Ho: Number of copier machines needed to be serviced is not a predictor of total number of minutes to service Ha: A linear relationship exists between the number of machines needed to be serviced and the number of minutes to service
F Statistic: Is 968.66
Critical F Value: 4.067 with an alpha of .05, meaning the F Statistic is larger than the Critical F Value, we can reject the null hypothesis. Moreove, the p-value is incredibly small, giving us further evidence to reject the null hypothesis.
anova.Copier <- anova(Copier_results)
anova.Copier
## Analysis of Variance Table
##
## Response: Minutes
## Df Sum Sq Mean Sq F value Pr(>F)
## Serviced 1 76960 76960 968.66 < 2.2e-16 ***
## Residuals 43 3416 79
## ---
## Signif. codes: 0 '***' 0.001 '**' 0.01 '*' 0.05 '.' 0.1 ' ' 1
qf(.05,df1 = 1, df2 = 43,lower.tail=FALSE)
## [1] 4.067047
newdata2 <-data.frame(Serviced=5)
predict(Copier_results,newdata2,level=0.95,interval="confidence")
## fit lwr upr
## 1 74.59608 71.91422 77.27794
What is the value of the residual for the first observation? Interpret this value contextually.

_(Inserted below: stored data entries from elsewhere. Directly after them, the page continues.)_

PR #10720, opened 2026-06-30
exchange rate: remove CoinDesk provider

f321x:
The API is non-functional and their new API requires an authorization token, so we cannot keep using it.


SomberNight:
https://data.coindesk.com/blogs/changes-to-coindesk-data-indices-api-free-tier-access

> As of May 21, 2026, we will be retiring our free API tier and accounts without a subscription will no longer have API access.

----

there are not many providers for historical data  :(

Actual value of y - predicted value of y
In copier the first point: serviced = 2 and Minutes = 20
Beta 0: -0.5802 Beta 1: 14.0352
Predicted = -0.5802 + 14.0352(2) predicted y = 27.49 Residual = 20 - 27.89 = -7.89
The predicted value is greater than the actual value, meaning the residual is negative, showing an over prediction for the first data point i.e. less time was spent servicing 2 copies than expected.